Read the records below and copy each line that contains "changed".

**Provided information:**
· · ·

PR #678, opened 2019-05-28
Added ASSUME_SORT_ORDER as an input

saimukund20:
I changed the ASSUME_SORT_ORDER as user defined because the value for ASSUME_SORT_ORDER varies between the rnaseq and somatic_exome pipelines.

### DIFF
--- a/definitions/pipelines/rnaseq.cwl
+++ b/definitions/pipelines/rnaseq.cwl
@@ -40,9 +40,6 @@ inputs:
         type: File
     gene_transcript_lookup_table:
         type: File
-    markdup_assume_sort_order:
-        type: string?
-        default: "coordinate"
     strand:
         type:
           - "null"
@@ -136,7 +133,7 @@ steps:
         run: ../tools/mark_duplicates_and_sort.cwl
         in:
             bam: merge/merged_bam
-            markdup_assume_sort_order: markdup_assume_sort_order
+            input_sort_order: "coordinate"
         out:
             [sorted_bam, metrics_file]
     stringtie:
--- a/definitions/pipelines/rnaseq.cwl
+++ b/definitions/pipelines/rnaseq.cwl
@@ -40,6 +40,9 @@ inputs:
         type: File
     gene_transcript_lookup_table:
         type: File
+    markdup_assume_sort_order:
+        type: string?
+        default: "queryname"
     strand:
         type:
           - "null"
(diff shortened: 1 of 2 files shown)


definitions/tools/mark_duplicates_and_sort.cwl
```diff
@@ -37,6 +37,10 @@ inputs:
         type: File
         inputBinding:
             position: 1
+    markdup_assume_sort_order:
```
chrisamiller: `input_sort_order` might be a bit more understandable

definitions/tools/mark_duplicates_and_sort.cwl
```diff
@@ -37,6 +37,10 @@ inputs:
...
+        type: string
+        inputBinding:
+            position: 5
```
chrisamiller: I'd favor giving this a default value of "queryname", which is what it was previously (and what several pipelines expect).  Then you can explicitly override it in the RNAseq pipeline, which now inputs "coordinate"

definitions/tools/mark_duplicates_and_sort.cwl
```diff
@@ -21,9 +21,9 @@ requirements:
             declare MD_BARCODE_TAG
             if [ ! -z "${5}" ]; then
               MD_BARCODE_TAG="BARCODE_TAG=${5}"
```
chrisamiller: If you're adding the sortorder as a param, the above two need to be changed to `$6`

definitions/pipelines/rnaseq.cwl
```diff
@@ -40,6 +40,9 @@ inputs:
         type: File
     gene_transcript_lookup_table:
         type: File
+    markdup_assume_sort_order:
+        type: string?
+        default: "coordinate"
```
chrisamiller: This doesn't need to be an input, since it's hardwired into the way this pipeline runs.

definitions/pipelines/rnaseq.cwl
```diff
@@ -133,6 +136,7 @@ steps:
         run: ../tools/mark_duplicates_and_sort.cwl
         in:
             bam: merge/merged_bam
+            markdup_assume_sort_order: markdup_assume_sort_order
```
chrisamiller: Just hardcode this to the appropriate value for this pipeline, doesn't need to be an input.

· · ·

**Solved problem:**
I changed the ASSUME_SORT_ORDER as user defined because the value for ASSUME_SORT_ORDER varies between the rnaseq and somatic_exome pipelines.
chrisamiller: If you're adding the sortorder as a param, the above two need to be changed to `$6`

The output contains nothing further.